→ TASK BRIEF:
Take the line that contains "- The component" and all lines after it, up to and including the last line of the data, and write them out exactly; nothing else belongs in the answer.

=== SOURCE MATERIAL ===

PR #5501, opened 2018-12-04
BugFix: KeyValuePair component should render number value properly

bdpiparva:
- The component was rendering number as '(Not specified)'. Ideally it
  should render the value of type number as it is.

### Before the fix
screen shot 2018-12-04 at 8 33 03 pm

### After the fix
screen shot 2018-12-04 at 8 32 21 pm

===

→ RESPONSE:
- The component was rendering number as '(Not specified)'. Ideally it
  should render the value of type number as it is.

### Before the fix
screen shot 2018-12-04 at 8 33 03 pm

### After the fix
screen shot 2018-12-04 at 8 32 21 pm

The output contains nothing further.